Berndt, Dein Artikel "Die Ausnahmeentwicklung..." hat ist hochinteressant und hat mir schwer zu denken gegeben, stellt er doch den Einsatz von Kreiselpumpen im Teich generell in Frage. Wie bei allen Untersuchungen dieser Art gibt es hier sicher Meinungen und Gegenmeinungen. 
Auch mein Teichwasser war ja relativ klar ohne Filterbetrieb, bis die Kois sämtliche Pflanzen vertilgten. Nun nahmen wahrscheinlich die Nährstoffe dramatisch zu - dann wurde ein Filter angeschafft - im zweiten Jahr braunes Wasser. Interessant, das KÖNNTE es sein.
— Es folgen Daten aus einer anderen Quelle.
PR #110, opened 2018-05-28
 Possible re-implementation of old AR shield formula.

drk84:
This works only with Combat Elemental Engine disabled
Instead of gaining  a flat 7% of the Shield Armor value the Parrying skill of the character is taken in consideration according to the formula on
http://web.archive.org/web/20000306210936/http://uo.stratics.com:80/parr.htm

Take note  that by default the ARMOR value of the Shields item is commented in the scripts, so you need to uncomment it.

### DIFF
--- a/Changelog-56d-Nightlies.txt
+++ b/Changelog-56d-Nightlies.txt
@@ -984,3 +984,16 @@ Redeed now creates the deed before calling the @Redeed trigger and the deed gets
 	the @Fail, @SkillFail, @Start, @SkillStart triggers to be fired at each hit.
 	- Fixed: NPCs doing extra AI actions (wandering, food, etc checks) after each hit in combat. This caused sometimes the current combat action to be resetted
 	and then forced again, erasing the NPC combat data, which ultimately results in the NPC hitting twice in a few tenths of seconds.
+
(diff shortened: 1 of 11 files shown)


drk84:
A new value in CombatParryEra like:
// 080  Enable  Shields AR scaling based on parrying 

I think it's T2A, the page is from 2000 and LBR was released on 2002, while AOS on 2003.
Hovewer by looking through the website, the parrying it's more complicated :S 
While the displayed AR on the status bar is ok, the AR given from the shield is applied only when you block the blow!
And if it's melee blow you block 
Damage reduced for melee attacks = (Base AR) /2
While if it's a ranged attack you block full damage (like now)
Damage reduced for missile attacks = Base AR

_"If you do not parry the blow, the damage goes through as normal. But if you are successful, your shield will absorb some of the damage thus reducing the attacker’s blow. The amount of damage subtracted depends on the type of shield you are using. A shield will absorb an amount of damage equal to half the base AR of the shield for melee damage, and the full base AR for missile damage. "_

drk84:
So it seems like that displayed AR is just for "show", while what it actually matters for blocking the damage is the base AR of the shield.

PR #115, opened 2018-07-23
LocationEffect, plus the old parrying that i deleted for error and a meditation/spell tweak.

drk84:
Added: LocationEffect command, similar to the EFFECT command but instead of an object it takes a terrain location as a target.(Thanks to XuN for the help)

 Some of the new spells use effects that are placed  on the ground (not field items) for simulating an area of effect.
 Usage: locationEffect x,y,z,type,itemid,speed,loop,explode,color,render
 Examples:
 //Simulate the Consacrate Weapon Chivalry spell effect, a sword appearing from the ground and going upward.
 [FUNCTION testLocationZ]
 locationEffect <p.x>,<p.y>,<height>+1,0,i_sword_long,1,0,0,colors_red,3

 //Simulate a field of energy centered at the target.
 //argv0 x offset, argv1 y offset
 [FUNCTION testLocationField]
 if <isempty <args>>
  args = 1,1
 endif
 local.pX = <p.x>
 local.pY = <p.y>
 local.pZ = <p.z>
 FOR X <eval <local.pX> - <argv0>> <eval <local.pX> + <argv1>>
  FOR Y <eval <local.pY> - <argv0>> <eval <local.pY> + <argv1>>
   locationEffect <local.x>,<local.Y>,<local.pZ>+<argv2>,2,i_fx_energy_field,1,0,0,colors_red,3
  ENDFOR
 ENDFOR
  Notes:
  If the effect Type is 1 (Lightning) or 3 (Effect at object level) the effect will not be played, only effect 0(bolt) and 2(ground level) seems valid, probably
  cause they don't accept a map point.

- Added: Spells with the LAYER property set to >= LAYER_SPELL_STATS will automatically equip the spell memory item found in the RUNE_ITEM property.
 Currently, if you want to make a custom spell (or scripts the chivalry, mysticm, spelleweaving spells) you had to manually equip the memory item
 causing the triggers @EffectAdd  and @EffectRemove to never be fired.
- Changed: Meditation skill now take in consideration the EFFECT property of the skill, if the EFFECT property is not present the default value of 1 is used.
- Added: Added new flag value 080 for CombatParryingEra, setting this flag will allow to use the following parrying skill behaviour:
 The flag will enable the old AR parrying formula, instead of gaining  a flat 7% of the Shield Armor value the Parrying skill of the character is taken in consideration according to the
 following formula:
 Displayed AR = ((Parrying Skill * Base AR of Shield) ÷ 200) + 1
 The maximum AR reachable is: Base AR of Shield / 2.
 More information: http://web.archive.org/web/20000306210936/http://uo.stratics.com:80/parr.htm
 Notes
 By default the ARMOR value of the Shields item is commented, so you need to uncomment them.
 The formula works only with Combat Elemental Engine disabled.
 Setting or unsetting this flag while the server is running will update the character armour value only when the Parrying skill changes or the shield item is equipped/unequiped.


coruja747:
github notified me about this pull request, it seems to be a nice change, but since I'm not developing this experimental branch maybe it's better wait for someone else approve :P

anyway, would you mind if I port it to main branch?

drk84:
Yes you can of course :D

2018-07-23 21:20 GMT+02:00 Coruja <notifications@github.com>:

coruja747:
thx, I rewrote the code in a bit different way, using a shorter name (EFFECTP instead EFFECTLOCATION) to make it standard with others P-based functions (ACTP, TARGP, etc), and it also uses full src/dest P instead only dest P (this will make the function able to handle more effects, like meteors falling from the sky, fire going from nowhere to the char, etc)

feel free to take something if you want:
https://github.com/Sphereserver/Source/commit/882b049f870cc7a18bcdc9883937c520afb936c3
https://github.com/Sphereserver/Source/commit/94c2542cd37d3591779304b485db22d095809d22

Was sagen denn andere Teichfreunde mit Filtererfahrung dazu?
Wenn es mir gelingt, ein aussagefähiges Foto zu schießen, stelle ich es mal ins Forum.

Herzliche Grüße aus dem kalten Oberfranken,
Holger.


----------



## MeneMeiner (22. Nov. 2007)

*AW: Braunes Teichwasser im letzten Sommer*

Hallo Holger,

also die Pumpe würde ich erst mal nicht in die Reihe der Verdächtigen stellen (dafür bzw. dagegen gibt es zu viele Gegenbeispiele). Die anderen hier genannten möglichen Ursachen sollten aber näher ab- bzw. eingegrenzt werden. Betreibe aber bitte keinen übereilten Aktionismus, denn der kann nur mehr schaden als nützen. Im Moment kannst du sowieso - außer Grübeln - kaum etwas tun. Warte bis zum kommenden Frühjahr, beobachte und sammle Informationen.

Gruß
Thomas


----------



## MeneMeiner (22. Nov. 2007)

*AW: Braunes Teichwasser im letzten Sommer*

Nachtrag,

die normalen (weichen) Wasserpflanzen werden von Kois ja anscheindend sehr geliebt   aber Seerosen (stark nährstoffzehrend!) und Ufer-, bzw. Sumpfzonenpflanzen (so auch bei einigen Bekannten von mir) haben durchaus eine gute Chance.

Gruß
Thomas


----------